Before doing anything else, copy the entries below exactly.

■ Information shown

%%

PR #19, opened 2020-03-12
[wgsl] Add imported function calls

kvark:


kvark:
I think this is straightforward, we should proceed. (names are subject to revise, but logic seems fine).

%%

■ Answer to this task
PR #19, opened 2020-03-12
[wgsl] Add imported function calls

kvark:


kvark:
I think this is straightforward, we should proceed. (names are subject to revise, but logic seems fine).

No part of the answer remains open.